In a given year, about 1.52×1010 pieces of first-class mail are delivered in the U.S. If each piece of mail carries a stamp costing $0.55, what is the total cost in dollars to deliver all the pieces? Write the answer in scientific notation, expressed to the exact decimal place.(1 point)
I apologize for the mistake. Let's correct the calculation.
The total cost to deliver all the pieces of first-class mail can be calculated by multiplying the number of pieces by the cost of each stamp.
1.52 × 10^10 pieces x $0.55/stamp = $8.36 × 10^9.
Therefore, the total cost in dollars to deliver all the pieces is 8.36 × 10^9 dollars.
The total cost to deliver all the pieces of first-class mail can be calculated by multiplying the number of pieces by the cost of each stamp.
52×1010 pieces x $0.55/stamp = $8.36×1010
In scientific notation, this is expressed as 8.36x1010 dollars.
thats wrong
To find the total cost in dollars to deliver all the pieces of mail, we can multiply the number of pieces of mail by the cost of a stamp.

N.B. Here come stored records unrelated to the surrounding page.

PR #212, opened 2020-12-07
improve `executor.rs`

zserik:
### What does this PR do?

* flatten a chain of nested, convoluted `if` checks
* remove a redundant `Yield` implementation

### DIFF
--- a/glommio/src/executor.rs
+++ b/glommio/src/executor.rs
@@ -874,29 +874,24 @@ impl LocalExecutor {
                 // the opportunity to install the timer.
                 let duration = self.preempt_timer_duration();
                 self.parker.poll_io(duration);
-                if !self.run_task_queues() {
+                if self.run_task_queues() {
+                    spin_since = None
+                } else if let Poll::Ready(t) = future.as_mut().poll(cx) {
                     // It may be that we just became ready now that the task queue
                     // is exhausted. But if we sleep (park) we'll never know so we
                     // test again here. We can't test *just* here because the main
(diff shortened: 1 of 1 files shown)


glommio/src/executor.rs
```diff
@@ -1050,32 +1050,9 @@ impl<T> Task<T> {
             }
         });
 
-        if !need_yield {
-            return;
+        if need_yield {
+            futures_lite::future::yield_now().await;
```
glommer, line 1054: thank you!! When I found out about `yield_now` I figured it would do the same as this, and put it on my backburner to go back and verify.

Never did, though.

glommer (approved):

glommer:
hi @zserik -> thanks for this. I agree that the conditionals on spin were really hard to read. It unfortunately conflicted with the latest executor merge and I'd prefer not to touch that one.
It's otherwise approved, so as soon as you resolve the conflict I'll merge

Thanks again!

zserik:
I wasn't able to run the full testsuite against the rebased version because some tests are very timing/latency-sensitive, and thus stop working if my development system uses 100% cpu with load 5 (I'm currently upgrading incl. compiling thunderbird, that takes a while).

glommer:
yeah, I invested quite some work in making these tests robust against load, but there is only so much we can do for the scheduler tests...

I just checked CircleCI page and then still don't seem to have ubuntu 20.10 VM images =(

I tested this locally and it is all good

Number of pieces of mail = 1.52×10^10
Cost of a stamp = $0.55
Total cost = (Number of pieces of mail) x (Cost of a stamp)
Total cost = 1.52×10^10 x $0.55
Let's calculate the result:
Total cost = 1.52×10^10 x $0.55 = $8.36×10^9
Therefore, the total cost in dollars to deliver all the pieces is $8.36x10^9.

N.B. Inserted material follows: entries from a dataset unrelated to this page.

PR #218, opened 2020-12-11
Fix of order of semaphore waiting queue.

laa:
### What does this PR do?

Before the fix waiting queue was implemented as LIFO instead of FIFO.
Additional code clean up was performed.
Semaphore memory safety was ensured on close.

### Checklist

### DIFF
--- a/glommio/src/sync/semaphore.rs
+++ b/glommio/src/sync/semaphore.rs
@@ -65,7 +65,7 @@ impl Waiter {
             return;
         }
 
-        sem_state.waiters_list.push_front(self.node.clone());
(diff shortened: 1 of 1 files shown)


glommer:
@laa we should add a test of ordering.
Ordering is indeed important for the semaphore and this was a silent break.

The code itself is good, but please add a commit on top with a test that passes now but would fail without the fix

laa:
Sure, will do a bit later.

glommer:
Since this is currently broken I'll merge the current PR.

the test is still welcome but it can come in a separate one

laa:
@glommer thank you. I will do it for sure.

To find the total cost to deliver all the pieces of first-class mail in the U.S., you can multiply the number of pieces of mail by the cost of a stamp for each piece. Let's go step by step.
Step 1: Convert the given number, 1.52×10^10, to standard decimal form:
1.52×10^10 = 1.52 * 10,000,000,000 = 15,200,000,000
Step 2: Multiply the number of pieces of mail (15,200,000,000) by the cost of a stamp ($0.55):
15,200,000,000 * $0.55 = $8,360,000,000
Step 3: Convert the result, $8,360,000,000, to scientific notation:
$8,360,000,000 = 8.36 * 1,000,000,000 = 8.36×10^9
Therefore, the total cost to deliver all the pieces of first-class mail in the U.S. is $8.36×10^9 in scientific notation.